Exercise material:
PR #678, opened 2015-12-22
Fix/Enh: correctly handle ioloop timeouts with AsyncTestCase

gst:

PR #683, opened 2016-01-01
Fix segfault in libevent connection that was introduced by PR 675

vitaly-krugl:
@gmr: this should fix the segfault from my earlier PR #675. This small change makes sure that timers are not deleted more than once by `async_test_base.AsyncTestCase` and also makes the logic in `LibevConnection` that removes timers more robust.

This PR should be merged ahead of other open PRs so that its code may be merged into the remaining PRs to permit tests to pass.

Root cause: #675 changed a test in a way that exposed bugs in `async_test_base. AsyncTestCase ` and `libev_connection.py`. Strangely, the #675 build got "lucky" and didn't trigger that failure in any of the platform builds (as have one or two other PRs since then).

### DIFF
--- a/pika/adapters/libev_connection.py
+++ b/pika/adapters/libev_connection.py
@@ -99,6 +99,7 @@ class LibevConnection(BaseConnection):
             with warnings.catch_warnings():
                 warnings.simplefilter("ignore", RuntimeWarning)
                 self.ioloop = pyev.default_loop()
+                self.ioloop.update()
 
         self.async = None
         self._on_signal_callback = on_signal_callback
@@ -139,8 +140,11 @@ class LibevConnection(BaseConnection):
                                    self._PIKA_TO_LIBEV_ARRAY[self.event_state],
                                    self._handle_events)
 
+            # NOTE: if someone knows why this async is needed here, please add
+            # a comment in the code that explains it.
             self.async = pyev.Async(self.ioloop, self._noop_callable)
             self.async.start()
+
             if self._on_signal_callback:
                 global_sigterm_watcher.start()
             if self._on_signal_callback:
@@ -237,12 +241,12 @@ class LibevConnection(BaseConnection):
             (callback_method, callback_timeout,
              kwargs) = self._active_timers[timer]
 
+            self.remove_timeout(timer)
+
             if callback_timeout:
                 callback_method(timeout=timer, **kwargs)
             else:
                 callback_method(**kwargs)
-
-            self.remove_timeout(timer)
         else:
             LOGGER.warning('Timer callback_method not found')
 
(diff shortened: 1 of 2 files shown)


pika/adapters/libev_connection.py
```diff
@@ -99,6 +99,7 @@ def __init__(self,
             with warnings.catch_warnings():
                 warnings.simplefilter("ignore", RuntimeWarning)
                 self.ioloop = pyev.default_loop()
+                self.ioloop.update()
```
vitaly-krugl: @gst, this line will likely have a minor merge conflict with the same line in your PR #678. I needed this here in order to get a clean build.

pika/adapters/libev_connection.py
```diff
@@ -237,12 +241,12 @@ def _timer_callback(self, timer, libev_events):
             (callback_method, callback_timeout,
              kwargs) = self._active_timers[timer]
 
+            self.remove_timeout(timer)
```
vitaly-krugl: Moved `remove_timeout` ahead of the callback to make sure it gets cleaned up, even if callback raises; eliminates need for `try/finally`

pika/adapters/libev_connection.py
```diff
@@ -284,9 +288,13 @@ def remove_timeout(self, timer):
 
         """
         LOGGER.debug('stop')
-        self._active_timers.pop(timer, None)
-        timer.stop()
-        self._stopped_timers.append(timer)
```
vitaly-krugl: this old code could lead to the same timer ending up multiple times on `self._stopped_timers` deque if user removed it multiple times or if user removed it after the timer callback was called (which also removes it)

tests/acceptance/async_test_base.py
```diff
@@ -91,11 +92,10 @@ def on_open_error(self, connection, error):
 
     def on_timeout(self):
         """called when stuck waiting for connection to close"""
-        self.logger.info('on_timeout at %s', datetime.utcnow())
-        # force the ioloop to stop
-        self.logger.debug('on_timeout called')
-        self.connection.ioloop.stop()
-        raise AssertionError('Test timed out')
```
vitaly-krugl: Assertion here doesn't help, since ioloops in some adapters, such as `LibevConnection`, suppress the exception. PR #678 will handle test timeout in a robust way, once it's merged.

tests/acceptance/async_test_base.py
```diff
@@ -91,11 +92,10 @@ def on_open_error(self, connection, error):
...
+        self.logger.info('on_timeout called at %s', datetime.utcnow())
+        # Initiate cleanup
+        self.timeout = None  # the dispatcher should have removed it
+        self.stop()
```
vitaly-krugl: @gst, please be careful to preserve these changes in `on_timeout`, too, when merging #678 that modifies the same method. I asked @gmr to merge this PR #683 ahead of the other PRs so that the other PRs may be re-merged with master after #683 to verify clean builds in all of them.

gst: heuh yes.. I had done this #678 totally based on your input if I remember correctly ;)

vitaly-krugl: @gst: I meant that if github forces you to merge, we will need **both**: your changes from #678 and my changes from this PR.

Work instruction: All of the entries above must be transcribed exactly.

Task response:
PR #678, opened 2015-12-22
Fix/Enh: correctly handle ioloop timeouts with AsyncTestCase

gst:

PR #683, opened 2016-01-01
Fix segfault in libevent connection that was introduced by PR 675

vitaly-krugl:
@gmr: this should fix the segfault from my earlier PR #675. This small change makes sure that timers are not deleted more than once by `async_test_base.AsyncTestCase` and also makes the logic in `LibevConnection` that removes timers more robust.

This PR should be merged ahead of other open PRs so that its code may be merged into the remaining PRs to permit tests to pass.

Root cause: #675 changed a test in a way that exposed bugs in `async_test_base. AsyncTestCase ` and `libev_connection.py`. Strangely, the #675 build got "lucky" and didn't trigger that failure in any of the platform builds (as have one or two other PRs since then).

### DIFF
--- a/pika/adapters/libev_connection.py
+++ b/pika/adapters/libev_connection.py
@@ -99,6 +99,7 @@ class LibevConnection(BaseConnection):
             with warnings.catch_warnings():
                 warnings.simplefilter("ignore", RuntimeWarning)
                 self.ioloop = pyev.default_loop()
+                self.ioloop.update()
 
         self.async = None
         self._on_signal_callback = on_signal_callback
@@ -139,8 +140,11 @@ class LibevConnection(BaseConnection):
                                    self._PIKA_TO_LIBEV_ARRAY[self.event_state],
                                    self._handle_events)
 
+            # NOTE: if someone knows why this async is needed here, please add
+            # a comment in the code that explains it.
             self.async = pyev.Async(self.ioloop, self._noop_callable)
             self.async.start()
+
             if self._on_signal_callback:
                 global_sigterm_watcher.start()
             if self._on_signal_callback:
@@ -237,12 +241,12 @@ class LibevConnection(BaseConnection):
             (callback_method, callback_timeout,
              kwargs) = self._active_timers[timer]
 
+            self.remove_timeout(timer)
+
             if callback_timeout:
                 callback_method(timeout=timer, **kwargs)
             else:
                 callback_method(**kwargs)
-
-            self.remove_timeout(timer)
         else:
             LOGGER.warning('Timer callback_method not found')
 
(diff shortened: 1 of 2 files shown)


pika/adapters/libev_connection.py
```diff
@@ -99,6 +99,7 @@ def __init__(self,
             with warnings.catch_warnings():
                 warnings.simplefilter("ignore", RuntimeWarning)
                 self.ioloop = pyev.default_loop()
+                self.ioloop.update()
```
vitaly-krugl: @gst, this line will likely have a minor merge conflict with the same line in your PR #678. I needed this here in order to get a clean build.

pika/adapters/libev_connection.py
```diff
@@ -237,12 +241,12 @@ def _timer_callback(self, timer, libev_events):
             (callback_method, callback_timeout,
              kwargs) = self._active_timers[timer]
 
+            self.remove_timeout(timer)
```
vitaly-krugl: Moved `remove_timeout` ahead of the callback to make sure it gets cleaned up, even if callback raises; eliminates need for `try/finally`

pika/adapters/libev_connection.py
```diff
@@ -284,9 +288,13 @@ def remove_timeout(self, timer):
 
         """
         LOGGER.debug('stop')
-        self._active_timers.pop(timer, None)
-        timer.stop()
-        self._stopped_timers.append(timer)
```
vitaly-krugl: this old code could lead to the same timer ending up multiple times on `self._stopped_timers` deque if user removed it multiple times or if user removed it after the timer callback was called (which also removes it)

tests/acceptance/async_test_base.py
```diff
@@ -91,11 +92,10 @@ def on_open_error(self, connection, error):
 
     def on_timeout(self):
         """called when stuck waiting for connection to close"""
-        self.logger.info('on_timeout at %s', datetime.utcnow())
-        # force the ioloop to stop
-        self.logger.debug('on_timeout called')
-        self.connection.ioloop.stop()
-        raise AssertionError('Test timed out')
```
vitaly-krugl: Assertion here doesn't help, since ioloops in some adapters, such as `LibevConnection`, suppress the exception. PR #678 will handle test timeout in a robust way, once it's merged.

tests/acceptance/async_test_base.py
```diff
@@ -91,11 +92,10 @@ def on_open_error(self, connection, error):
...
+        self.logger.info('on_timeout called at %s', datetime.utcnow())
+        # Initiate cleanup
+        self.timeout = None  # the dispatcher should have removed it
+        self.stop()
```
vitaly-krugl: @gst, please be careful to preserve these changes in `on_timeout`, too, when merging #678 that modifies the same method. I asked @gmr to merge this PR #683 ahead of the other PRs so that the other PRs may be re-merged with master after #683 to verify clean builds in all of them.

gst: heuh yes.. I had done this #678 totally based on your input if I remember correctly ;)

vitaly-krugl: @gst: I meant that if github forces you to merge, we will need **both**: your changes from #678 and my changes from this PR.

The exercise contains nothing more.